Check each line of the records below and collect those that include the word "added".

*** Begin section ***

PR #1979, opened 2021-04-01
New approach for graph theory (continued) - Friendship graphs

avekens:
Main set.mm:
* ~a1i13 moved from JGH's mathbox to main set.mm
* ~bj-animorl, ~bj-animorr, ~bj-animorlr, ~bj-animorrl renamed and moved from BJ's mathbox to main set.mm (@benjub: en bloc, although only (bj-)animorr is used in AV's Mathbox)

* section "Friendship graphs - basics" added, including the revised definition of friedship graphs and related theorems
* section "The friendship theorem for small graphs" added, using the revised definition of friedship graphs

### DIFF
--- a/discouraged
+++ b/discouraged
@@ -265,15 +265,15 @@
 "4syl" is used by "acndom".
 "4syl" is used by "acunirnmpt2".
 "4syl" is used by "acunirnmpt2f".
-"4syl" is used by "aevlem1".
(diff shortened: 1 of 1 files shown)


benjub:
Just noticed:
 similiar --> similar
if you can fix it. Thanks !

PR #1980, opened 2021-04-01
notnot-->notnotb; notnot2-->notnotr; notnot1-->notnot

benjub:
As agreed in #1978

### DIFF
--- a/discouraged
+++ b/discouraged
@@ -5435,7 +5435,7 @@
 "e11" is used by "elex2VD".
 "e11" is used by "eqsbc3rVD".
 "e11" is used by "hbimpgVD".
-"e11" is used by "notnot2ALTVD".
+"e11" is used by "notnotrALTVD".
 "e11" is used by "onfrALTVD".
 "e11" is used by "orbi1rVD".
 "e11" is used by "ordelordALTVD".
@@ -5530,7 +5530,7 @@
 "e1a" is used by "hbalgVD".
 "e1a" is used by "hbexgVD".
 "e1a" is used by "hbimpgVD".
-"e1a" is used by "notnot2ALTVD".
+"e1a" is used by "notnotrALTVD".
 "e1a" is used by "onfrALTVD".
 "e1a" is used by "onfrALTlem2VD".
 "e1a" is used by "onfrALTlem3VD".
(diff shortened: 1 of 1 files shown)


nmegill:
I got an email from GitHub a few minutes after I merged (IIRC, all checks had passed before I merged).  I'm not sure who else it was sent to, but basically it says:

Subject: [metamath/set.mm] Run failed: verifiers - develop (00f6924)

[metamath/set.mm] verifiers workflow run
verifiers: Some jobs were not successful
        Check for duplicate jobs to avoid duplication
verifiers / Check for duplicate jobs to avoid duplication
Failed in 0 seconds
        annotations for verifiers / Check for duplicate jobs to avoid duplication 1
        Verify using checkmm (a C++ verifier by Eric Schmidt)
verifiers / Verify using checkmm (a C++ verifier by Eric Schmidt)
Skipped
[...rest omitted...]

Does anyone understand what's going on?

david-a-wheeler:
The original commit 69d76aa successfully verified.

It's the merge into our default branch (develop) that failed as commit 00f6924. *Why* it failed is unclear. I'll take a look.

david-a-wheeler:
You can see more details by clicking on the little fail symbol, which should lead you here: https://github.com/metamath/set.mm/runs/2249905376

It failed on the first step, "Check for duplicate jobs to avoid duplication". That should *never* fail, that's just a preliminary step to eliminate duplicate jobs. 

The code that's run is here: https://github.com/metamath/set.mm/blob/develop/.github/workflows/verifiers.yml

Here's the relevant snippet:

~~~~
  skip_dups:
    name: Check for duplicate jobs to avoid duplication
    # continue-on-error: true # Uncomment once integration is finished
    runs-on: ubuntu-latest
    # Map a step output to a job output
    outputs:
      should_skip: ${{ steps.skip_check.outputs.should_skip }}
    steps:
      - id: skip_check
        uses: fkirc/skip-duplicate-actions@master
        with:
          github_token: ${{ github.token }}
          paths_ignore: '["**/README.md", "**/docs/**"]'
~~~~

I think the two most likely causes are:

1. A temporary failure in GitHub's build system. Real systems fail, sadly.
   I think that is the *most* likely reason. The failure happened 2 hours ago, and
   the ["GitHub Status" Twitter account](https://twitter.com/githubstatus?lang=en)
  reported at that time "GitHub Actions is experiencing degraded performance.
  We are still investigating and will provide an update when we have one."
2. If it's a *permanent* failure, the most likely cause is the
  "skip-duplicate-actions" action is failing (e.g., it's removed and/or
  it uses a GitHub API that is no longer supported). I think this is unlikely.

So I think you just need to [forcibly re-run the workflow](https://docs.github.com/en/actions/managing-workflow-runs/re-running-a-workflow) (click on the link to see the instructions). Let me know if that doesn't solve it!

PR #1982, opened 2021-04-04
Misc (only my mathbox)

benjub:
@nmegill : note the proof that bj-minimp is a single axiom for minimal implicational calculus. Maybe it can be moved to Main; as you see fit.


nmegill:
> @nmegill : note the proof that bj-minimp is a single axiom for minimal implicational calculus. Maybe it can be moved to Main; as you see fit.

I'll look at it later today.

nmegill:
> @nmegill : note the proof that bj-minimp is a single axiom for minimal implicational calculus. Maybe it can be moved to Main; as you see fit.

OK.  It can go in the section "Other axiomatizations of classical propositional calculus".  We should change the title to "Other axiomatizations related to classical propositional calculus" (similar to the existing "Other axiomatizations related to classical predicate calculus"), or maybe you have another suggestion.
            ​

PR #1983, opened 2021-04-05
New approach for graph theory (continued) - Friendship graphs (2)

avekens:
Main set.mm:
* ~adant423 moved from GS's mathbox to main set.mm
* ~bnj833 renamed and moved from JB's mathbox to main set.mm
* ~1fpid3 added

* ~xnn0n0n1ge2b added
* ~lfuhgr1v0e, ~vtxdlfuhgr1v, ~vdumgr0, ~fusgrn0degnn0 added
* ~1wlkvtxeledglem, ~wlkOnl1iedg, ~wlkOn2n0 added
* ~conngrv2edg, ~vdn0conngrumgrv2 added
* section "Theorems according to Mertzios and Unger" added, using the revised definition of friedship graphs

### DIFF
--- a/discouraged
+++ b/discouraged
@@ -2601,10 +2601,6 @@
 "bnj832" is used by "bnj1523".
 "bnj832" is used by "bnj605".
 "bnj832" is used by "bnj908".
-"bnj833" is used by "bnj1145".
-"bnj833" is used by "bnj1398".
-"bnj833" is used by "bnj1442".
-"bnj833" is used by "bnj570".
 "bnj835" is used by "bnj1175".
 "bnj835" is used by "bnj1219".
 "bnj835" is used by "bnj1280".
@@ -14903,7 +14899,6 @@ New usage of "bnj769" is discouraged (7 uses).
 New usage of "bnj770" is discouraged (9 uses).
 New usage of "bnj771" is discouraged (7 uses).
 New usage of "bnj832" is discouraged (9 uses).
-New usage of "bnj833" is discouraged (4 uses).
 New usage of "bnj835" is discouraged (17 uses).
 New usage of "bnj836" is discouraged (6 uses).
 New usage of "bnj837" is discouraged (5 uses).


benjub:
Would simplbiimp be more useful if its first hypothesis is replaced by an implication ? (so with a label more like simplim ?)
And can you rename variables alphabetically ? Like
ph -> ( ps /\ ch )
ch -> th
=> ph -> th

avekens:
@benjub I do not really understand how you want the first hypothesis to be replaced by an implication. In the current form, the theorem is used 4 times in JB's mathbox, and once in my mathbox (shortening a proof). I do not know if changing the theorem will still result in shorter proofs.
Concerning the label, however, you are right: "im" is used more often for "implication". Therefore, I will change the label to "simplbiim" in my next PR.

benjub:
> @benjub I do not really understand how you want the first hypothesis to be replaced by an implication.

I wrote the statement above.

> In the current form, the theorem is used 4 times in JB's mathbox, and once in my mathbox (shortening a proof). I do not know if changing the theorem will still result in shorter proofs.

Me neither. I leave it up to you to decide which form is best. If you have the courage, you can use "scripts/min.cmd" to see how many theorems it could minimize.

avekens:
OK, I see.
I proved the implication version of the theorem, and tried to minimize the concerned theorems (with the script min.cmd) using the new theorem, but no shorter proofs were found. Looking at ~2pthfrgr, the concerned part of the proof is:

18 eldifsn       $p |- ( b e. ( V \ { a } ) <-> ( b e. V /\ b =/= a ) )
19 necom         $p |- ( b =/= a <-> a =/= b )
20 19 biimpi     $p |- ( b =/= a -> a =/= b )
21 18,20 simplbiimp  $p |- ( b e. ( V \ { a } ) -> a =/= b )

Replacing line 21 with the new version of the theorem results in a longer proof (1 additional step), and running minimize reverts the change, using simplbiimp again. Therefore, I think the current version has its reason for being.

About changing the variable names: they cannot be changed without changing all the concerned proofs. Therefore, I will not perform the change.

benjub:
Thanks @avekens .  If I have time, I'll do the renaming of variables. To do it, first create xxxNEW with the right order of variables (prove it from xxx and make MM-PA>expand xxx), then for all theorems using xxx, do MM-PA>min xxxNEW/may_grow (e.g. use MM>show usage xxx, and make a script), then make a global rename xxxNEW --> xxx in the text editor and remove the older xxx.  Maybe @nmegill has a better method or a script already made?

nmegill:
> Maybe @nmegill has a better method or a script already made?

What you described is pretty much what I do.  I have a simple script that creates a "minimize" script from a "show usage" output that  I think I posted on the Google group a few years ago.   But sometimes I find it easier to just to write a new one than to recall the filenames, usage, limitations, and quirks of some previous quick-and-dirty script I wrote.

PR #1988, opened 2021-04-09
hbnae with dv condition

wlammen:


benjub:
I would move this to Main, with a comment like "Version of ~ hbnae with a DV condition, requiring fewer axioms." and add to the comment of hbnae "See ~ hbnaev for a version with a DV condition, requiring fewer axioms."

wlammen:
I am still struggling with removing dependencies on ax-12 as far as equality is concerned, in particular by using ax-13 instead. This would be much easier if instead of ax13v we had dveeq2 as the root ax-13 instance in place. In this light I consider wl-spae more powerful (for example it allows deriving ax13v from dveeq2 in a simple fashion). Until things sort out I think I keep it in my mathbox for frequent and unbureaucratic modification.
A pleasant intermediate goal would be ax6e proved from FOL and ax-13v alone.

And as always, my time is limited to some spare time, which makes fast progress impossible.

benjub:
> This would be much easier if instead of ax13v we had dveeq2 as the root ax-13 instance in place.

I've been thinking about it, and if we go in that direction, then I think that axc9 would be the best axiom. One recovers trivially ax-13 from it and sp.

axc9, also due to @nmegill, is easier to understand, but I think that Norm puts preference on shorter axioms.

wlammen:
The key observation about ax13v is (in my eyes) that it resembles an instance of ax-5, except that one dv condition d(x, y) is replaced with an inequality between x and y.  So inequality serves as a distinctor available to logical treatment.  I am not sure whether the rest y=z->A.x y=z is just a placeholder for something that needs x and y be distinct.  And as such in principle be replaceable with something else having the same property.
The problem with inequality as a distinctor is that it is difficult to handle in case studies.  -. Ax x = y is a better choice here.
So if you want to emphasize the distinctor role, and nothing more, I'd rather vote for dveeq2 (with an extra dv condition on y, z).

Case studies are (x, t distinct): -. x = y and x = y /\ -. A. x = t and A. x x = t 
vs -. Ax x = y and A. x x= y
For the latter I can come up with some solutions out of the box.

benjub:
> I am not sure whether the rest y=z->A.x y=z is just a placeholder for something that needs x and y be distinct. And whether it is replaceable with something else having the same property.

Interesting remark. I don't have an answer, but (y=z -> A.x y=z ) is arguably among the simplest formulas having this property.

> The problem with inequality as a distinctor is that it is difficult to handle in case studies. -. Ax x = y is a better choice here.

Completely agree. That's why I even prefer axc9.

> So if you want to emphasize the distinctor role, and nothing more, I'd rather vote for dveeq2 (with an extra dv condition on y, z).

Then go all the way and use axc9 !  A property (which can be considered a drawback) of dveeq2 is that if you remove the DV conditions, then it becomes false, contrary to ax-13, ax13v and ax-c9 (since it has no DV conditions, "removing DV conditions" does nothing). I think, and @nmegill would probably agree, that having a system where only one axiom has this property (namely ax-5) is preferable. By the way, there is no axiomatization where no axiom has this property (proof: such an axiomatization would prove ax-5, and therefore it would prove ax-5 without DV condition (simply remove from the proof all DV conditions of the form DV(var,wff)) which is false).

wlammen:
OK, I see why one should prefer axc9 as an axiom and derive dveeq2 as the root instance (d(y, z) included).  I don't know whether I am already done with -. x = y and x = y /\ -. A. x = t and A. x x = t. My problems with handling them stand for nothing. In fact, ax-13 is sufficient, with the aid of other axioms. It looks messy only, if you want to switch easily between ax-6 to ax-13 and ax6v to ax13v. The axiom usage display is annoying then.

PR #1989, opened 2021-04-10
dv version of equveli

wlammen:
Also align appearance of equvin and equviniv, so the former proof becomes shorter.  This has no impact on other theorems, as equvin has no reference so far.


benjub:
Good change on equvin. Maybe it could actually be changed to 
  E. z ( z = x /\ z = y )
simlarly to aev and others where the quantified variable is on the LHS of the equality. Same with ~equvini.

I like your formulation of wl-equveliv (with the above change). Maybe you can do the same change with ~equveli ?

I'm in favor of moving wl-hbnaev (with the comment I proposed in #1988) and wl-equveliv to Main.

wlammen:
There is more headroom for changes like this. If you prefer A. x x = y over A. x y = x (which I do), you might carry the same idea even further. Say that we have some sub-expressions T1 and T2, and T1 is more dependent on x than T2, then we prefer A.x ( T1 op T2 ) over A.x ( T2 op T1 ) with some operation op. This would give set.mm a more uniform look, and eases searching for expressions.
Unfortunately, this looks like a lot of work.

benjub:
> There is more headroom for changes like this. If you prefer A. x x = y over A. x y = x (which I do), you might carry the same idea even further. Say that we have some sub-expressions T1 and T2, and T1 is more dependent on x than T2, then we prefer A.x ( T1 op T2 ) over A.x ( T2 op T1 ) with some operation op. This would give set.mm a more uniform look, and eases searching for expressions.

I agree. Although "more dependent" may not always be that clear-cut.  Another "mild convention" is
> "shorter term" OP "longer term"

or sometimes the opposite, depending on context. And sometimes these conventions would clash anyway.

But we can probably agree to prefer expressions like A. x ( x = y /\ x = z ) or E. x ( x = y \\/ x = z ) over the "reversed" versions. Giving:

  equvin $p |- ( x = y <-> E. z ( z = x /\ z = y ) ) $=
(equivini: idem)

  wl-equveliv $p |- ( x = y <-> A. z ( z = x -> z = y ) ) $=
(equiveli: idem)

And maybe relabel:
equvin --> equvinv
equvini --> equvin
equveli --> equvel
wl-equveliv --> equvelv (and move to Main)

nmegill:
I think I also would prefer A. x x = y over A. x y = x, and I think that's roughly been the informal convention.  It also matches the bound-variable-first order required for e. in extensionality and "A. x ( x e. A ->..." type theorems.

As for x = z /\\ z = y in equvini, that is the order used in Monk's Lemma 15, but I've had mixed feelings about it  (IIRC it has sometimes been awkward in proofs, requiring an extra equcom) and would be happy with  z= x /\\ z = y.  Also, note that wl-equveliv is the same as sbeqalbi (in ATS's mathbox) with the z reversed in the equalities.  The latter uses ax-10,12,13, though, so wl-equveliv is of course preferable.

nmegill:
> But we can probably agree to prefer expressions like A. x ( x = y /\ x = z ) or E. x ( x = y \/ x = z ) over the "reversed" versions.

I agree.

> And maybe relabel:
> equvin --> equvinv
> equvini --> equvin
> equveli --> equvel
> wl-equveliv --> equvelv (and move to Main)

These are ok with me.

PR #1995, opened 2021-04-14
Add amgmw2d

DyeKuu:
- Adds Weighted AM-GM for n = 2.


nmegill:
Thanks for your contribution.

It did not pass all checks - could you fix and resubmit?  (It looks like just a trailing space on line number 616807.  We require trailing spaces to be removed because they can cause confusing diffs.)

DyeKuu:
> Thanks for your contribution.
> 
> It did not pass all checks - could you fix and resubmit? (It looks like just a trailing space on line number 616807. We require trailing spaces to be removed because they can cause confusing diffs.)

Thank you for your hint! It is fixed now.

nmegill:
Thanks for the correction.  Your proof can be seen at http://us2.metamath.org/mpeuni/amgmw2d.html.  A couple of suggestions for your next PR:

1. Our practice is to include an English description with each theorem.  I would suggest something like "Weighted arithmetic-geometric mean inequality for \` n = 2 \` (compare ~ amgm2d )."

2. The title of the link above is "Mathbox for Stanislas Polu" because your theorem is in his mathbox.  I would suggest you add your own mathbox.  Since your name is alphabetically last, you would add the following section header at the end of set.mm:
```

$(
                Mathbox for Kunhao Zheng
$)
```
and add your theorems below it.

david-a-wheeler:
@DyeKuu : Welcome to Metamath! I look forward to whatever you do next!

benjub:
Actually, the metamath symbol RR+ means "(strictly) positive reals", and not "nonnegative reals". Does your (@DyeKuu) proof work for nonnegative reals ? At worst, you finish off the proof with a case analysis: "if at least one is zero, then..., else..." Not very important but the statement would feel a bit more natural. (I see that the same applies to @spolu's AMGM proofs.)

And now that we have the unweighted AMGM inequality ~amgm and the weighted AMGM inequality for two numbers, the next goal is obvious: weighted AMGM inequality for any (nonempty) finite set of nonnegative real numbers. Any volunteers ?

**Edit:** I see from @digama0's proof of ~amgm that actually, the (strictly) positive case is proved by ~amgmlem, and ~amgm itself takes care of the case analysis. So maybe that's a bit too much hassle to worry about extending the other proofs from the (strictly) positive case to the nonnegative case.

PR #2003, opened 2021-04-24
Shorten pm3.2an3

KyleWyonch:
Hope I did this right, first commit here, found a proof for pm3.2an3 which reduces size from 76 to 52 bytes.  Has same axiom usage as old proof.


nmegill:
It looks good, but there were 2 small problems with the checks:
1. The date should be "24-Apr-2021" instead of "24-Ap-2021".
2. The "discouraged" file changed and needs to be regenerated; see "Regenerating the discouraged file" at https://github.com/metamath/set.mm/blob/develop/CONTRIBUTING.md

Could you fix these and resubmit?

PR #2004, opened 2021-04-25
Shorten pm3.2an3 Fixed

KyleWyonch:
This one should work, fixed the date and regenerated the discouraged file.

*** End section ***

Response for this exercise:
* section "Friendship graphs - basics" added, including the revised definition of friedship graphs and related theorems
* section "The friendship theorem for small graphs" added, using the revised definition of friedship graphs
* ~1fpid3 added
* ~xnn0n0n1ge2b added
* ~lfuhgr1v0e, ~vtxdlfuhgr1v, ~vdumgr0, ~fusgrn0degnn0 added
* ~1wlkvtxeledglem, ~wlkOnl1iedg, ~wlkOn2n0 added
* ~conngrv2edg, ~vdn0conngrumgrv2 added
* section "Theorems according to Mertzios and Unger" added, using the revised definition of friedship graphs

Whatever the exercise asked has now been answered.